Curiously, in our study, T1DM patients with TT (rs2228570) genotype had high levels of 25(OH)D, suggesting a protective effect of this genotype. However, Morán-Auth et al. (2015) [49] demonstrated an association of this genotype with an increase in the percentage of T CD4+ cells (T1DM driver cells) under vitamin D stimulation in T1DM, demonstrating a possible risk effect of this genotype for the disease.

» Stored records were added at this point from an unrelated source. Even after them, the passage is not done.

PR #544, opened 2024-01-21
feat: Introduce metrics plugin

olli-holmala:
### Proposed changes

Adds the Metrics plugin with one data source, the Prometheus data source.

Other additions:
* A Metrics config
* Modified `Plugin` contract to return errors
* Several OTel functions for reuse with other data sources

TODO items:
* Several unit tests are missing because I could not mock the OTel interfaces due to each of them having embedded interfaces, which `counterfeiter` does not seem to understand.
* Still looking into how to nicely mock gRPC connections, which were required e.g. for the Metrics plugin's `Init()` method unit test.
* TLS support for the gRPC connection (via Metrics or Agent config).
* Dynamic discovery of data sources (integration with Message Pipe sources)
  * How does the Agent discover that there is a Prometheus endpoint for it to target?
* Proper integration with `MessagePipe`, such that new data sources are automatically discovered once a new process/instance event comes in.

### Checklist


oliveromahony:
can we pull in https://github.com/nginx/agent/blob/main/test/performance/plugins_test.go and something similar to https://github.com/nginx/agent/blob/main/src/core/mock_pipe.go because they will be useful (don't mind if they are in a separate PR)

internal/bus/message_pipe.go
```diff
@@ -9,39 +9,52 @@ package bus
...
-	plugins        []Plugin
-	mu             sync.RWMutex
-	ctx            context.Context
-	cancel         context.CancelFunc
-}
+	Plugin interface {
+		Init(MessagePipeInterface) error
+		Close() error
+		Info() *Info
+		Process(*Message) error
```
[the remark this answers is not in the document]
oliveromahony: if it fails to process should we capture that?

internal/datasource/prometheus/prometheus.go
```diff
@@ -0,0 +1,271 @@
...
+	Scraper struct {
+		meter                       metric.Meter
+		producer                    *metrics.MetricsProducer
+		previousCounterMetricValues map[string]DataPoint
+		cancelFunc                  context.CancelFunc
+	}
+)
+
+func NewScraper(meterProvider metric.MeterProvider, producer *metrics.MetricsProducer) *Scraper {
+	meter := meterProvider.Meter("nginx-agent-prometheus-scraper", metric.WithInstrumentationVersion("v0.1"))
```
oliveromahony, line 62: nginx-agent-prometheus-scraper is probably a const as well

internal/bus/message_pipe.go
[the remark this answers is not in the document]
dhurley: We can't handle the error since its the message bus library that is calling it

internal/datasource/metric/provider.go
```diff
@@ -0,0 +1,61 @@
...
+	"go.opentelemetry.io/otel/sdk/metric"
+	"go.opentelemetry.io/otel/sdk/resource"
+	semconv "go.opentelemetry.io/otel/semconv/v1.17.0"
+)
+
+const (
+	// tenantID is static for now.
+	tenantID         = "7332d596-d2e6-4d1e-9e75-70f91ef9bd0e"
+	serviceNamespace = "nginx"
+	readInterval     = 10 * time.Second
```
oliveromahony: can we add this to the centralized configuration?

internal/datasource/metric/producer.go
```diff
@@ -0,0 +1,69 @@
...
+
+// Dumps the latest recorded metrics and reinitializes the metrics array.
+func (hp *MetricsProducer) Produce(context.Context) ([]metricdata.ScopeMetrics, error) {
+	hp.metricsLock.Lock()
+	defer hp.metricsLock.Unlock()
+
+	scopeMetrics := []metricdata.ScopeMetrics{
+		{
+			Scope: instrumentation.Scope{
+				Name:    "github.com/agent/v3",
```
oliveromahony, line 59: maybe worth adding this to the Centralized config as well, under meta

olli-holmala:
> Just wondering as well should metric be under datasource? Or should it be under internal?

Yeah it might be a good idea actually 🤔 I'll move it to `internal`

internal/bus/message_pipe.go
```diff
@@ -163,8 +176,16 @@ func (p *MessagePipe) GetPlugins() []Plugin {
 }
 
 func (p *MessagePipe) initPlugins() {
+	var err error
 	for _, r := range p.plugins {
-		r.Init(p)
+		initErr := r.Init(p)
+		if initErr != nil {
```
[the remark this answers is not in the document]
olli-holmala: Sure, I'll switch to individual logging 👍

internal/datasource/metric/exporter.go
```diff
@@ -0,0 +1,83 @@
...
+	)
+	if err != nil {
+		return nil, fmt.Errorf("failed to create grpc connection: %v", err)
+	}
+
+	return otlpmetricgrpc.New(ctx, otlpmetricgrpc.WithGRPCConn(conn), otlpmetricgrpc.WithTimeout(7*time.Second))
+}
+
+// Returns a OTel exporter that transmits via HTTP.
+func NewHTTPExporter(ctx context.Context, conf config.Metrics) (*otlpmetrichttp.Exporter, error) {
```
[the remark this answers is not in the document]
olli-holmala: We don't currently, but I suppose we want to support HTTP exporters too later. I'm gonna try to make the Exporter side of things more generic and enable using this one too.

internal/bus/topics.go
```diff
@@ -10,4 +10,5 @@ package bus
 const (
 	OS_PROCESSES_TOPIC = "os-processes"
 	INSTANCES_TOPIC    = "instances"
+	METRICS_TOPIC      = "metrics"
```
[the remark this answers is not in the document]
olli-holmala: We discussed this at the office and I'm gonna refactor by moving OTel exporting logic from `prometheus.go` to the metrics plugin whenever a `metrics` event is received.

internal/bus/message_pipe.go
```diff
@@ -163,8 +176,16 @@ func (p *MessagePipe) GetPlugins() []Plugin {
...
+			err = errors.Join(err, initErr)
+		}
+	}
+
+	if err != nil {
+		slog.Error("plugin failures occurred", "errors", err)
```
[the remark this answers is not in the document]
olli-holmala: I'll set up a logging conventions page.

internal/datasource/metric/provider.go
olli-holmala: This is already added to the config, this `const` is actually unused. The code below also already uses the value from the config 😄 

Removed the `const`!

internal/datasource/metric/producer.go
olli-holmala: I don't think this should be configurable. This is the signature of `instrumentation.Scope`:
```go
type Scope struct {
	// Name is the name of the instrumentation scope. This should be the
	// Go package name of that scope.
	Name string
	// Version is the version of the instrumentation scope.
	Version string
	// SchemaURL of the telemetry emitted by the scope.
	SchemaURL string
}
```

olli-holmala:
> can we pull in https://github.com/nginx/agent/blob/main/test/performance/plugins_test.go and something similar to https://github.com/nginx/agent/blob/main/src/core/mock_pipe.go because they will be useful (don't mind if they are in a separate PR)

I'll get this done in a follow-up PR 👌

internal/metrics/model.go
```diff
@@ -0,0 +1,28 @@
...
+		Description string
+		Values      []DataPoint
+	}
+
+	// A single data point for an entry. An entry can have multiple points.
+	DataPoint struct {
+		Name   string
+		Labels map[string]string
+		Value  float64
+	}
```
olli-holmala, line 20: I'm not quite happy with having these intermediate types that we very quickly transform into OTel data in `metrics.go`. I'm looking into getting rid of these altogether, and using `metricdata.DataPoint`s directly instead, which we could then push out in `metrics.go` to the appropriate meters.

internal/plugin/metrics.go
```diff
@@ -0,0 +1,303 @@
...
+
+	DataSource interface {
+		// Starts the data source and begins data collection at a regular interval. Metrics should be pushed to the
+		// MessagePipe using the metrics topic, as they will be handled in the metrics plugin.
+		Start(ctx context.Context, updateInterval time.Duration) error
+		// Stops the data source from collecting data.
+		Stop()
+		// Getter for the type of data source.
+		Type() string
+	}
```
olli-holmala, line 44: I would also like to potentially change this contract, as it does not clearly define how a data source should behave (in this case, push metrics to the metrics topic at the configured update interval). I also want to make sure that having a push model is better than a pull model for our use cases.

dhurley:
Might be good to have 2 packages under `internal/metrics/` called `source` and `exporter`. So prometheus can go under source and the OTel code can go under exporter.

internal/metrics/prometheus/prometheus.go
```diff
@@ -0,0 +1,179 @@
...
+	Process(...*bus.Message)
+	Run()
+	Context() context.Context
+	GetPlugins() []bus.Plugin
+	IsPluginAlreadyRegistered(string) bool
+}
+
+// Used for deserializion of parsed Prometheus data.
+type Scraper struct {
+	bus bus.MessagePipeInterface
```
dhurley, line 49: not sure if we should be passing the bus in here. I think the bus should only be used by plugins and not passed to other places in the codebase.

internal/plugin/metrics.go
```diff
@@ -0,0 +1,303 @@
...
+
+const otelServiceName = "nginx-agent"
+
+type (
+	shutdownFunc func()
+
+	DataSource interface {
+		// Starts the data source and begins data collection at a regular interval. Metrics should be pushed to the
+		// MessagePipe using the metrics topic, as they will be handled in the metrics plugin.
+		Start(ctx context.Context, updateInterval time.Duration) error
```
dhurley, line 39: Instead of a Start function would a Collect function be better. So instead of each DataSource having its own ticker, the metrics plugin have its own ticker that would call the Collect function for each DataSource. The Collect function would return an array of DataEntry which the metrics plugin could be aggregate together and send to the exporter.

internal/metrics/prometheus/prometheus.go
```diff
@@ -0,0 +1,179 @@
...
+}
+
+func (s *Scraper) Type() string {
+	return DataSourceType
+}
+
+func scrapeEndpoint(target string) []metrics.DataEntry {
+	resp, err := http.Get(target)
+	if err != nil {
+		slog.Error("GET to Prometheus HTTP scrape endpoint failed", "endpoint", target)
```
dhurley, line 111:
```suggestion
		slog.Error("GET request to Prometheus HTTP scrape endpoint failed", "endpoint", target)
```

internal/metrics/prometheus/prometheus.go
```diff
@@ -0,0 +1,179 @@
...
+		targets = strings.Split(value, ",")
+	}
+
+	for _, target := range targets {
+		resp, err := http.DefaultClient.Get(strings.TrimSpace(target))
+		if err != nil {
+			return fmt.Errorf("could not find prometheus endpoint %s: %w", target, err)
+		}
+
+		log.Printf("found prometheus endpoint %v", resp.Request.URL)
```
dhurley, line 79:
```suggestion
		slog.Debug("Found prometheus endpoint", "endpoint", resp.Request.URL)
```

internal/metrics/prometheus/prometheus.go
```diff
@@ -0,0 +1,179 @@
...
+					msgs = append(msgs, e.ToBusMessage())
+				}
+				s.bus.Process(msgs...)
+			}
+		}
+	}
+}
+
+func (s *Scraper) Stop() {
+	slog.Info("prometheus data source shutting down")
```
dhurley, line 100:
```suggestion
	slog.Info("Prometheus data source shutting down")
```

internal/metrics/prometheus/prometheus.go
```diff
@@ -0,0 +1,179 @@
...
+		} else if line != "" {
+			labels := map[string]string{}
+			splitMetric := strings.SplitN(line, " ", 3)
+			nameAndLabels := splitMetric[0]
+			splitNameAndLabels := strings.Split(nameAndLabels, "{")
+
+			pointName := splitNameAndLabels[0]
+			var pointErr error
+			if len(splitNameAndLabels) > 1 {
+				labelsJson := strings.ReplaceAll("{\""+splitNameAndLabels[1], "=", "\":")
```
dhurley, line 150: Maybe we can extract the contents of this if statement into its own function. Something like `parseLabels()` just to make the code more readable.

internal/plugin/metrics.go
```diff
@@ -0,0 +1,303 @@
...
+	if err != nil {
+		return fmt.Errorf("data source discovery failed: %w", err)
+	}
+
+	return m.startDataSources()
+}
+
+// Stops the metrics plugin. Required for the `Plugin` interface.
+func (m *Metrics) Close() error {
+	slog.Info("stopping all metrics data sources")
```
dhurley, line 113:
```suggestion
	slog.Info("Stopping all metrics data sources")
```

internal/plugin/metrics.go
```diff
@@ -0,0 +1,303 @@
...
+	}
+}
+
+// Processes an incoming Message Bus message in the plugin. Required for the `Plugin` interface.
+func (m *Metrics) Process(msg *bus.Message) {
+	switch msg.Topic {
+	case bus.METRICS_TOPIC:
+		entry, ok := msg.Data.(metrics.DataEntry)
+		if !ok {
+			slog.Warn("failed to convert metrics event to a data entry")
```
dhurley, line 138: If the datatype is wrong we should return at this stage
```suggestion
			slog.Warn("Failed to convert metrics event to a data entry")
			return
```

internal/plugin/metrics.go
```diff
@@ -0,0 +1,303 @@
...
+}
+
+// Calls Start() on each data source.
+func (m *Metrics) startDataSources() error {
+	for _, metricsSrc := range m.Sources {
+		go func(ds DataSource) {
+			err := ds.Start(m.pipe.Context(), m.conf.Metrics.ReportInterval)
+			if err != nil {
+				// Probably need to figure out how to handle these errors better (e.g. with a `chan error`).
+				slog.Error("failed to start metrics source", "error", err)
```
dhurley, line 194:
```suggestion
				slog.Error("Failed to start metrics source", "error", err)
```

internal/plugin/metrics.go
```diff
@@ -0,0 +1,303 @@
...
+	gauge := metrics.NewFloat64Gauge()
+
+	for _, point := range de.Values {
+		_, err := meter.Float64ObservableGauge(
+			de.Name,
+			metric.WithDescription(de.Description),
+			metric.WithFloat64Callback(gauge.Callback),
+		)
+		if err != nil {
+			slog.Error("failed to initialize OTel gauge", "error", err)
```
dhurley, line 211:
```suggestion
			slog.Error("Failed to initialize OTel gauge", "error", err)
```

internal/plugin/plugin_manager.go
```diff
@@ -23,6 +23,14 @@ func LoadPlugins(agentConfig *config.Config, slogger *slog.Logger) []bus.Plugin
 
 	instanceMonitor := NewInstanceMonitor(&InstanceMonitorParameters{})
 
+	if agentConfig.Metrics != nil {
+		metrics, err := NewMetrics(*agentConfig)
+		if err != nil {
+			slogger.Error("failed to initialize metrics plugin")
```
dhurley, line 29:
```suggestion
			slogger.Error("Failed to initialize metrics plugin", "error", err)
```

internal/config/types.go
```diff
@@ -16,6 +16,7 @@ type Config struct {
 	ProcessMonitor ProcessMonitor `mapstructure:"process_monitor" yaml:"-"`
 	DataplaneAPI   DataplaneAPI   `mapstructure:"dataplane_api" yaml:"-"`
 	Client         Client         `mapstructure:"client" yaml:"-"`
+	Metrics        *Metrics       `mapstructure:"metrics" yaml:"-"`
```
dhurley, line 19: Should this be a pointer? Seems inconsistent with the other parameters

olli-holmala: It is inconsistent. The idea is that you could omit the `Metrics` config in the config file, which would mean that the metrics plugin would not start. We could use this same practice for the other plugins, but it sorta depends on how we want to go about this.

I suppose the alternative would be to have a list of plugins that we activate in the configuration. My instinct is to go with option #1, but you guys have more experience with this, what do you think? @dhurley, @oliveromahony

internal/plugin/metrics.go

In the present study, no statistically significant differences were found between the investigated variants and 25(OH)D levels in the control group, so that all significant results in the analyses were found only in T1DM patients. This suggests that the association between 25(OH)D and T1DM may be modified by VDR variants, in which possibly AA (rs1544410) and CC (rs731236) are associated with lower vitamin D levels and indirectly with the risk of T1DM, while TT (rs2228570) is related to high levels of 25(OH)D. Unfortunately, the sample collection had to be interrupted at the beginning of the COVID-19 pandemic. We acknowledge that it is a small sample size, however, even so, we obtained interesting and promising results on the influence of VDR genotypes on vitamin D levels in T1DM. Therefore, we encourage further studies combining measurement of metabolic parameters and VDR polymorphisms in larger cohorts to strengthen our findings and clarify the effect of vitamin D on T1DM patients with the relevant genotypes.

5. Conclusions

In summary, although variants rs7975232, rs731236, and rs2228570 do not seem to play a direct role in the susceptibility to T1DM within the studied population, our results demonstrate a significant association of the rs1544410, rs731236, and rs2228570 variants with 25(OH)D levels in T1DM, which may influence the development of this disease. In addition, corroborating previous studies, our genomic ancestry results suggest that a higher European ancestry contribution is associated with a higher risk of T1DM.